─── Information given ───

PR #881, opened 2017-08-23
Ft/backbeat md updates

jonathan-gramain:
Dependency of https://github.com/scality/backbeat/pull/75

### DIFF
--- a/lib/routes/routeBackbeat.js
+++ b/lib/routes/routeBackbeat.js
@@ -120,6 +120,18 @@ function putMetadata(request, response, bucketInfo, objMd, log, callback) {
             // FIXME: add error type MalformedJSON
             return callback(errors.MalformedPOSTRequest);
         }
+        const { headers, bucketName, objectKey } = request;
+        // check if it's metadata only operation
+        if (headers['x-scal-replication-content'] === 'METADATA') {
+            if (!objMd) {
+                // if the target does not exist, return an error to
+                // backbeat, who will have to retry the operation as a
+                // complete replication
+                return callback(errors.ObjNotFound);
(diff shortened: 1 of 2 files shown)


lib/routes/routeBackbeat.js
```diff
@@ -120,6 +120,12 @@ function putMetadata(request, response, bucketInfo, objMd, log, callback) {
             // FIXME: add error type MalformedJSON
             return callback(errors.MalformedPOSTRequest);
         }
+        const { headers, bucketName, objectKey } = request;
+        // check if it's metadata only operation
+        if (headers['x-scal-replication-content'] === 'METADATA') {
+            // copy original data locations
+            omVal.location = Array.from(objMd.location);
```
bennettbuchanan: Do we need a check if objMd is `undefined`? Looking here:
https://github.com/scality/S3/blob/93d20912a2e58fd389b7ec9765043fa2adb2779a/lib/metadata/metadataUtils.js#L196

rahulreddy: Yes, we have to. Good catch.

jonathan-gramain: This seems to be occurring in case the object does not exist on the target. I think in such case we should just reject the whole request.

jonathan-gramain: Only in metadata-only mode of course

electrachong:
r+

electrachong:
@ironman-machine r+

electrachong:
@ironman-machine r-

jonathan-gramain:
@ironman-machine try

PR #883, opened 2017-08-24
bf: refuse backbeat PUT if bucket is not versioned

jonathan-gramain:
Both data and metadata routes now return InvalidBucketState (as HTTP 409)
if bucket versioning is not enabled, to prevent various issues linked with
putting versions on a non-versioned bucket.


jonathan-gramain:
@ironman-machine try

rahulreddy:
End to end passed here http://ci.ironmann.io/gh/scality/Integration/14615

PR #916, opened 2017-09-28
FT: Make REST endpoint mapping dynamic

RachedBenMustapha:
This allows changing REST endpoint to location constraint mappings on the fly, without restarting processes, by calling `Config.setRestEndpoints()`.

### DIFF
--- a/lib/Config.js
+++ b/lib/Config.js
@@ -40,6 +40,17 @@ function sproxydAssert(configSproxyd) {
     return sproxydFields;
 }
 
+function restEndpointsAssert(restEndpoints, locationConstraints) {
+    assert(typeof restEndpoints === 'object',
+        'bad config: restEndpoints must be an object of endpoints');
+    assert(Object.keys(restEndpoints).every(
+        r => typeof restEndpoints[r] === 'string'),
+        'bad config: each endpoint must be a string');
+    assert(Object.keys(restEndpoints).every(
+        r => typeof locationConstraints[restEndpoints[r]] === 'object'),
+        'bad config: rest endpoint target not in locationConstraints');
+}
+
 function locationConstraintAssert(locationConstraints) {
     const supportedBackends =
       ['mem', 'file', 'scality'].concat(Object.keys(externalBackends));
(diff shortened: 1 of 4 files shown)


lib/Config.js
```diff
@@ -737,6 +737,11 @@ class Config extends EventEmitter {
     getLocationConstraintType(locationConstraint) {
         return this.locationConstraints[locationConstraint].type;
     }
+
+    setRestEndpoints(restEndpoints) {
+        this.restEndpoints = restEndpoints;
```
LaurenSpiegel: Please validate that it is the correct format first and check that each endpoint value is a known location.

tests/unit/api/bucketPut.js
```diff
@@ -269,4 +269,29 @@ describe('bucketPut API', () => {
         });
         done();
     });
+
+    it('should pick up updated rest endpoint config', done => {
+        const bucketName = 'new-loc-bucket-name';
+        const newRestEndpoint = 'newly.defined.rest.endpoint';
+        const newLocation = 'scality-us-west-1';
```
LaurenSpiegel: the new location would have to be added to the locationConfig and parsed by the location constraint parser to create a new in memory client.

RachedBenMustapha: This new location (`'scality-us-west-1'`) is already present in the testing location config, the `bucketPut` call fails otherwise.

lib/Config.js
RachedBenMustapha: Updated, added the "known location part" that did not exist for the initial config load :)

LaurenSpiegel: I was hoping you would :)

LaurenSpiegel:
@ironman-machine r+

LaurenSpiegel:
@ironman-machine r+

LaurenSpiegel:
@ironman-machine clean

LaurenSpiegel:
@ironman-machine r+

LaurenSpiegel:
@ironman-machine r+

LaurenSpiegel:
@ironman-machine r+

───

__Exercise directions__
Copy out all the records exactly.

__The answer__
PR #881, opened 2017-08-23
Ft/backbeat md updates

jonathan-gramain:
Dependency of https://github.com/scality/backbeat/pull/75

### DIFF
--- a/lib/routes/routeBackbeat.js
+++ b/lib/routes/routeBackbeat.js
@@ -120,6 +120,18 @@ function putMetadata(request, response, bucketInfo, objMd, log, callback) {
             // FIXME: add error type MalformedJSON
             return callback(errors.MalformedPOSTRequest);
         }
+        const { headers, bucketName, objectKey } = request;
+        // check if it's metadata only operation
+        if (headers['x-scal-replication-content'] === 'METADATA') {
+            if (!objMd) {
+                // if the target does not exist, return an error to
+                // backbeat, who will have to retry the operation as a
+                // complete replication
+                return callback(errors.ObjNotFound);
(diff shortened: 1 of 2 files shown)


lib/routes/routeBackbeat.js
```diff
@@ -120,6 +120,12 @@ function putMetadata(request, response, bucketInfo, objMd, log, callback) {
             // FIXME: add error type MalformedJSON
             return callback(errors.MalformedPOSTRequest);
         }
+        const { headers, bucketName, objectKey } = request;
+        // check if it's metadata only operation
+        if (headers['x-scal-replication-content'] === 'METADATA') {
+            // copy original data locations
+            omVal.location = Array.from(objMd.location);
```
bennettbuchanan: Do we need a check if objMd is `undefined`? Looking here:
https://github.com/scality/S3/blob/93d20912a2e58fd389b7ec9765043fa2adb2779a/lib/metadata/metadataUtils.js#L196

rahulreddy: Yes, we have to. Good catch.

jonathan-gramain: This seems to be occurring in case the object does not exist on the target. I think in such case we should just reject the whole request.

jonathan-gramain: Only in metadata-only mode of course

electrachong:
r+

electrachong:
@ironman-machine r+

electrachong:
@ironman-machine r-

jonathan-gramain:
@ironman-machine try

PR #883, opened 2017-08-24
bf: refuse backbeat PUT if bucket is not versioned

jonathan-gramain:
Both data and metadata routes now return InvalidBucketState (as HTTP 409)
if bucket versioning is not enabled, to prevent various issues linked with
putting versions on a non-versioned bucket.


jonathan-gramain:
@ironman-machine try

rahulreddy:
End to end passed here http://ci.ironmann.io/gh/scality/Integration/14615

PR #916, opened 2017-09-28
FT: Make REST endpoint mapping dynamic

RachedBenMustapha:
This allows changing REST endpoint to location constraint mappings on the fly, without restarting processes, by calling `Config.setRestEndpoints()`.

### DIFF
--- a/lib/Config.js
+++ b/lib/Config.js
@@ -40,6 +40,17 @@ function sproxydAssert(configSproxyd) {
     return sproxydFields;
 }
 
+function restEndpointsAssert(restEndpoints, locationConstraints) {
+    assert(typeof restEndpoints === 'object',
+        'bad config: restEndpoints must be an object of endpoints');
+    assert(Object.keys(restEndpoints).every(
+        r => typeof restEndpoints[r] === 'string'),
+        'bad config: each endpoint must be a string');
+    assert(Object.keys(restEndpoints).every(
+        r => typeof locationConstraints[restEndpoints[r]] === 'object'),
+        'bad config: rest endpoint target not in locationConstraints');
+}
+
 function locationConstraintAssert(locationConstraints) {
     const supportedBackends =
       ['mem', 'file', 'scality'].concat(Object.keys(externalBackends));
(diff shortened: 1 of 4 files shown)


lib/Config.js
```diff
@@ -737,6 +737,11 @@ class Config extends EventEmitter {
     getLocationConstraintType(locationConstraint) {
         return this.locationConstraints[locationConstraint].type;
     }
+
+    setRestEndpoints(restEndpoints) {
+        this.restEndpoints = restEndpoints;
```
LaurenSpiegel: Please validate that it is the correct format first and check that each endpoint value is a known location.

tests/unit/api/bucketPut.js
```diff
@@ -269,4 +269,29 @@ describe('bucketPut API', () => {
         });
         done();
     });
+
+    it('should pick up updated rest endpoint config', done => {
+        const bucketName = 'new-loc-bucket-name';
+        const newRestEndpoint = 'newly.defined.rest.endpoint';
+        const newLocation = 'scality-us-west-1';
```
LaurenSpiegel: the new location would have to be added to the locationConfig and parsed by the location constraint parser to create a new in memory client.

RachedBenMustapha: This new location (`'scality-us-west-1'`) is already present in the testing location config, the `bucketPut` call fails otherwise.

lib/Config.js
RachedBenMustapha: Updated, added the "known location part" that did not exist for the initial config load :)

LaurenSpiegel: I was hoping you would :)

LaurenSpiegel:
@ironman-machine r+

LaurenSpiegel:
@ironman-machine r+

LaurenSpiegel:
@ironman-machine clean

LaurenSpiegel:
@ironman-machine r+

LaurenSpiegel:
@ironman-machine r+

LaurenSpiegel:
@ironman-machine r+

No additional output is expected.